• _Exercise directions_
Without changing a single character, copy every record below.

• _Provided information_
PR #208, opened 2026-04-26
OP-173: prefix chip command ids with op-obsidian: at dispatch

earchibald:
## Summary

- Note-level action chip (OP-151) and `op-action` codeblock dispatched bare command ids (`op-attach-current`, `op-open-agent`, …) to `app.commands.executeCommandById`, but Obsidian keys plugin commands as `<plugin-id>:<id>` — every chip click silently failed with `op: <cmd> unavailable — open the issue note first.` even when the issue note was the active leaf.
- Centralized `prefixedCommandId(id)` helper in `noteChipState.ts` (kept obsidian-import-free, idempotent, foreign `:`-prefixed ids pass through). Applied at three dispatch sites: chip primary click, `op-action` codeblock click, overflow-menu item dispatch.
- Bump 0.61.2 → 0.61.3 (patch — bug fix; no surface change).

## Test plan

- [x] Unit: new `noteChipMenu.test.ts` covers `prefixedCommandId` (bare → prefixed, idempotent on already-prefixed, passthrough for foreign ids) plus dispatch-shape regression. Full vitest run: 761/761 green.
- [x] OP-Test smoke: with the issue note active and `▶ Attach session` chip rendered, synthetic click now reaches `op-attach-current` (Notice changes from "unavailable — open the issue note first." to the legitimate downstream "no live session found for DM-1"). `▶ Start agent` chip click now opens the working-directory modal instead of the "unavailable" Notice.

### DIFF
--- a/plugins/op-obsidian/manifest.json
+++ b/plugins/op-obsidian/manifest.json
@@ -1,7 +1,7 @@
 {
   "id": "op-obsidian",
   "name": "Obsidian Projects (op)",
-  "version": "0.61.2",
+  "version": "0.61.3",
   "minAppVersion": "1.5.0",
   "description": "Jira-lite issue tracker for Obsidian vaults — deterministic commands backing the op workflow.",
   "author": "Eugene Archibald",
--- a/plugins/op-obsidian/package-lock.json
+++ b/plugins/op-obsidian/package-lock.json
@@ -1,12 +1,12 @@
 {
   "name": "op-obsidian",
-  "version": "0.61.3",
+  "version": "0.60.1",
   "lockfileVersion": 3,
   "requires": true,
   "packages": {
     "": {
       "name": "op-obsidian",
-      "version": "0.61.3",
+      "version": "0.60.1",
       "license": "MIT",
       "dependencies": {
         "protobufjs": "^8.0.1"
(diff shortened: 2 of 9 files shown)


earchibald:
@copilot please pressure-test this fix. Things to probe:

1. **Every chip dispatch path actually uses the helper.** `git grep -n executeCommandById plugins/op-obsidian/src/` should show the chip primary click (`noteDecorations.ts`), the `op-action` codeblock click (`noteDecorations.ts`), and the overflow-menu dispatcher (`noteChipMenu.ts`) all routed through `prefixedCommandId`. Any straggler call site that still passes a bare id is a regression of the same shape.

2. **`prefixedCommandId` idempotency boundary.** I gate on `id.includes(":")` to leave already-prefixed and foreign-plugin ids alone (e.g. `workspace:open-file`). What happens for surprising inputs: empty string `""`, ids containing colons that aren't valid prefixes (e.g. `:op-foo`, `op-foo:bar:baz`, `:`), or whitespace? Decide whether the helper should reject these or pass them through, and confirm the chosen behavior is what every dispatch site actually wants.

3. **The fallback Notice still tells the user the *bare* id**, not the prefixed one. Is that the right diagnostic? Argument for keeping bare: the chip-state matrix authors bare ids, so a developer reading the Notice can grep `noteChipState.ts` directly. Argument for prefixed: matches what they'd type in the command palette. Pick one and verify the choice.

4. **Codeblock authors might already include the prefix.** The first-run README's `op-action` blocks (`firstRunReadme.ts`) currently use bare ids — but a future hand-written block could ship `op-obsidian:op-foo`. The idempotency in `prefixedCommandId` should handle both. Verify the test asserts that, and that no other consumer (e.g. STATUS.md fixtures) emits a colon-bearing id we'd accidentally double-prefix.

5. **Does this regression-test coverage actually catch a future bare-id dispatch site?** The new tests live one layer up from the call sites — they prove `prefixedCommandId` works, but a developer adding a fourth dispatch site that forgets to call it wouldn't fail any test. Worth a stronger boundary: e.g. a lint rule, a typed wrapper that hides `executeCommandById`, or a test that AST-greps the source for the unwrapped pattern. Tradeoff: how much process is appropriate for one helper.

6. **OP-151 chip-state matrix coverage.** `noteChipState.test.ts` walks every row and asserts `primaryCommand` against the bare id (`op-attach-current`, `op-open-agent`, `op-reopen-issue`). With the fix, those expectations are still correct (the matrix authors bare ids; the prefix is applied at dispatch). Confirm there's no daylight between the matrix's bare-id contract and the dispatch-time prefixing — i.e., a future refactor that flips the matrix to authoring prefixed ids should fail loudly.

7. **Cross-version concern.** `addCommand({id: "foo"})` registers under `<plugin-id>:foo` because Obsidian's `Plugin.addCommand` prefixes — this is stable API but has been the source of bugs across plugins. If a future Obsidian release changes the prefix convention (e.g. drops it for first-party commands), this fix becomes a footgun. Worth a one-line comment on `prefixedCommandId` documenting the assumption, or a startup probe that asserts `op-obsidian:op-attach-current ∈ app.commands.commands` and warns otherwise.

• _Solution_
PR #208, opened 2026-04-26
OP-173: prefix chip command ids with op-obsidian: at dispatch

earchibald:
## Summary

- Note-level action chip (OP-151) and `op-action` codeblock dispatched bare command ids (`op-attach-current`, `op-open-agent`, …) to `app.commands.executeCommandById`, but Obsidian keys plugin commands as `<plugin-id>:<id>` — every chip click silently failed with `op: <cmd> unavailable — open the issue note first.` even when the issue note was the active leaf.
- Centralized `prefixedCommandId(id)` helper in `noteChipState.ts` (kept obsidian-import-free, idempotent, foreign `:`-prefixed ids pass through). Applied at three dispatch sites: chip primary click, `op-action` codeblock click, overflow-menu item dispatch.
- Bump 0.61.2 → 0.61.3 (patch — bug fix; no surface change).

## Test plan

- [x] Unit: new `noteChipMenu.test.ts` covers `prefixedCommandId` (bare → prefixed, idempotent on already-prefixed, passthrough for foreign ids) plus dispatch-shape regression. Full vitest run: 761/761 green.
- [x] OP-Test smoke: with the issue note active and `▶ Attach session` chip rendered, synthetic click now reaches `op-attach-current` (Notice changes from "unavailable — open the issue note first." to the legitimate downstream "no live session found for DM-1"). `▶ Start agent` chip click now opens the working-directory modal instead of the "unavailable" Notice.

### DIFF
--- a/plugins/op-obsidian/manifest.json
+++ b/plugins/op-obsidian/manifest.json
@@ -1,7 +1,7 @@
 {
   "id": "op-obsidian",
   "name": "Obsidian Projects (op)",
-  "version": "0.61.2",
+  "version": "0.61.3",
   "minAppVersion": "1.5.0",
   "description": "Jira-lite issue tracker for Obsidian vaults — deterministic commands backing the op workflow.",
   "author": "Eugene Archibald",
--- a/plugins/op-obsidian/package-lock.json
+++ b/plugins/op-obsidian/package-lock.json
@@ -1,12 +1,12 @@
 {
   "name": "op-obsidian",
-  "version": "0.61.3",
+  "version": "0.60.1",
   "lockfileVersion": 3,
   "requires": true,
   "packages": {
     "": {
       "name": "op-obsidian",
-      "version": "0.61.3",
+      "version": "0.60.1",
       "license": "MIT",
       "dependencies": {
         "protobufjs": "^8.0.1"
(diff shortened: 2 of 9 files shown)


earchibald:
@copilot please pressure-test this fix. Things to probe:

1. **Every chip dispatch path actually uses the helper.** `git grep -n executeCommandById plugins/op-obsidian/src/` should show the chip primary click (`noteDecorations.ts`), the `op-action` codeblock click (`noteDecorations.ts`), and the overflow-menu dispatcher (`noteChipMenu.ts`) all routed through `prefixedCommandId`. Any straggler call site that still passes a bare id is a regression of the same shape.

2. **`prefixedCommandId` idempotency boundary.** I gate on `id.includes(":")` to leave already-prefixed and foreign-plugin ids alone (e.g. `workspace:open-file`). What happens for surprising inputs: empty string `""`, ids containing colons that aren't valid prefixes (e.g. `:op-foo`, `op-foo:bar:baz`, `:`), or whitespace? Decide whether the helper should reject these or pass them through, and confirm the chosen behavior is what every dispatch site actually wants.

3. **The fallback Notice still tells the user the *bare* id**, not the prefixed one. Is that the right diagnostic? Argument for keeping bare: the chip-state matrix authors bare ids, so a developer reading the Notice can grep `noteChipState.ts` directly. Argument for prefixed: matches what they'd type in the command palette. Pick one and verify the choice.

4. **Codeblock authors might already include the prefix.** The first-run README's `op-action` blocks (`firstRunReadme.ts`) currently use bare ids — but a future hand-written block could ship `op-obsidian:op-foo`. The idempotency in `prefixedCommandId` should handle both. Verify the test asserts that, and that no other consumer (e.g. STATUS.md fixtures) emits a colon-bearing id we'd accidentally double-prefix.

5. **Does this regression-test coverage actually catch a future bare-id dispatch site?** The new tests live one layer up from the call sites — they prove `prefixedCommandId` works, but a developer adding a fourth dispatch site that forgets to call it wouldn't fail any test. Worth a stronger boundary: e.g. a lint rule, a typed wrapper that hides `executeCommandById`, or a test that AST-greps the source for the unwrapped pattern. Tradeoff: how much process is appropriate for one helper.

6. **OP-151 chip-state matrix coverage.** `noteChipState.test.ts` walks every row and asserts `primaryCommand` against the bare id (`op-attach-current`, `op-open-agent`, `op-reopen-issue`). With the fix, those expectations are still correct (the matrix authors bare ids; the prefix is applied at dispatch). Confirm there's no daylight between the matrix's bare-id contract and the dispatch-time prefixing — i.e., a future refactor that flips the matrix to authoring prefixed ids should fail loudly.

7. **Cross-version concern.** `addCommand({id: "foo"})` registers under `<plugin-id>:foo` because Obsidian's `Plugin.addCommand` prefixes — this is stable API but has been the source of bugs across plugins. If a future Obsidian release changes the prefix convention (e.g. drops it for first-party commands), this fix becomes a footgun. Worth a one-line comment on `prefixedCommandId` documenting the assumption, or a startup probe that asserts `op-obsidian:op-attach-current ∈ app.commands.commands` and warns otherwise.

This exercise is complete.